■ Work required
Out of the records below, copy all lines in which the word "many" occurs.

Items listed in a dataset
Start of Block
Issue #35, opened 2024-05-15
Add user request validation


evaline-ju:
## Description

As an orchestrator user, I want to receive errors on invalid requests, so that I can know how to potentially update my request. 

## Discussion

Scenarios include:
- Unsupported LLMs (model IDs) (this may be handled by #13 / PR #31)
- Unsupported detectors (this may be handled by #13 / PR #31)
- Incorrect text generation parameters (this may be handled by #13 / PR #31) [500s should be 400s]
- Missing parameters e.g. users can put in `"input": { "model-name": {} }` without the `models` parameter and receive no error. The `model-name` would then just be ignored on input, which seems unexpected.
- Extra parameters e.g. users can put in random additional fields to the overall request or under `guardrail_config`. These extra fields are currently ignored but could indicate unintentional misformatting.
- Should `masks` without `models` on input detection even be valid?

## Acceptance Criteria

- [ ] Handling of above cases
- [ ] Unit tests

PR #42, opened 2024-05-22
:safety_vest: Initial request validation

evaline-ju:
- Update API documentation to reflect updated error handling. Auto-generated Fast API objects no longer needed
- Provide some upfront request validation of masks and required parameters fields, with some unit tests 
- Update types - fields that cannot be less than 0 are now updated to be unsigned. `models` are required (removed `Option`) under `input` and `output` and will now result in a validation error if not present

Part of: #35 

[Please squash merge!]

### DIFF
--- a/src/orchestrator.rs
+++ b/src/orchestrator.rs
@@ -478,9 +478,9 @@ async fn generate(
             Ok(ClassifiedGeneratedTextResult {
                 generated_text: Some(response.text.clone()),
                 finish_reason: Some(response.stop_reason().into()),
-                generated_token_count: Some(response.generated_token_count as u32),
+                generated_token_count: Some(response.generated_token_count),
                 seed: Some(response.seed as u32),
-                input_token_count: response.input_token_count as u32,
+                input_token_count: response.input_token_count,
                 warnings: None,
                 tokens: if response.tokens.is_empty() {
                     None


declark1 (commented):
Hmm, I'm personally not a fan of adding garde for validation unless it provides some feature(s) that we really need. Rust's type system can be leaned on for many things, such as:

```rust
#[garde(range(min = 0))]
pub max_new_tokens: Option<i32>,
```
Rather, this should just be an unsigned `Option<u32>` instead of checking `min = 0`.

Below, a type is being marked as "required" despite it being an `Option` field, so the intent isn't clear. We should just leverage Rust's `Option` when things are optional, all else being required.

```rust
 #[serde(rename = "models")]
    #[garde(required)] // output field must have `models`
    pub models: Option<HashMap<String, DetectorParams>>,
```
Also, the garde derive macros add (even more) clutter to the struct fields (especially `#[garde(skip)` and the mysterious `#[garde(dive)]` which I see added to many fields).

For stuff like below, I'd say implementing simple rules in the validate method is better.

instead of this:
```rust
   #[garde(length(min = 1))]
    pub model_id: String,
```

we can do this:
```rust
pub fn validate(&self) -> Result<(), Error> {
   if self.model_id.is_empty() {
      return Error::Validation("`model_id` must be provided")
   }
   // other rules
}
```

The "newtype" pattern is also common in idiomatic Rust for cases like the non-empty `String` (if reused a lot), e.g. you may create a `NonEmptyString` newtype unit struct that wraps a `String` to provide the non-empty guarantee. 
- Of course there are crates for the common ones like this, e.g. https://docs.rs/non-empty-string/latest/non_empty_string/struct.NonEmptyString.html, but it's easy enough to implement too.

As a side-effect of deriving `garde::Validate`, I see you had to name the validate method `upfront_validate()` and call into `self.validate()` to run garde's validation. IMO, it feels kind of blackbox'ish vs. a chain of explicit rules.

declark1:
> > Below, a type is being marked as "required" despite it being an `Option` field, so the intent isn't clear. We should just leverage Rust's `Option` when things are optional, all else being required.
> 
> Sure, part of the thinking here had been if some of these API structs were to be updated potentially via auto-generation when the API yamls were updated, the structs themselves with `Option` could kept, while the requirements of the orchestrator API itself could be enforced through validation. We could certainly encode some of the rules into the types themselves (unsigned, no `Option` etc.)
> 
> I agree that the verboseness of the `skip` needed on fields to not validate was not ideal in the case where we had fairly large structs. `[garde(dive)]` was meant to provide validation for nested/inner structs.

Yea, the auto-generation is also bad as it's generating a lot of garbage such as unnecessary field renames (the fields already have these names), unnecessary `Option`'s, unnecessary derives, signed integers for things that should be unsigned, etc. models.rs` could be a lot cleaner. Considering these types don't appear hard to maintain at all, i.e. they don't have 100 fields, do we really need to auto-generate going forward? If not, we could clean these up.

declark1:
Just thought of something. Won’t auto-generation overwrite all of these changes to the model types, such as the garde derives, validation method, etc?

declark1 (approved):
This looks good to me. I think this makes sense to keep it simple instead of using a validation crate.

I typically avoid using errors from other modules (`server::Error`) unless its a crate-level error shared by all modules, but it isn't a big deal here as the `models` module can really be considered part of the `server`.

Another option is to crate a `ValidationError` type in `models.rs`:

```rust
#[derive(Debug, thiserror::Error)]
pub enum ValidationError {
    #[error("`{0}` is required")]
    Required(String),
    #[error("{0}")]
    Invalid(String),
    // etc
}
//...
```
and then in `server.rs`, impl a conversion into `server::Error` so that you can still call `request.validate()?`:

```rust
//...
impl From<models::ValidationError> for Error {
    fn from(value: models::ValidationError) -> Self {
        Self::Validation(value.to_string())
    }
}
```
End of Block
Start of Block
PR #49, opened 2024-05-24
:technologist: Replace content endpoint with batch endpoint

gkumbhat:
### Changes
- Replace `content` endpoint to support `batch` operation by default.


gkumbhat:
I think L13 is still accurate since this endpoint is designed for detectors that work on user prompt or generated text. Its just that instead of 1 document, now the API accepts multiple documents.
End of Block
■ Solution
Hmm, I'm personally not a fan of adding garde for validation unless it provides some feature(s) that we really need. Rust's type system can be leaned on for many things, such as:
Also, the garde derive macros add (even more) clutter to the struct fields (especially `#[garde(skip)` and the mysterious `#[garde(dive)]` which I see added to many fields).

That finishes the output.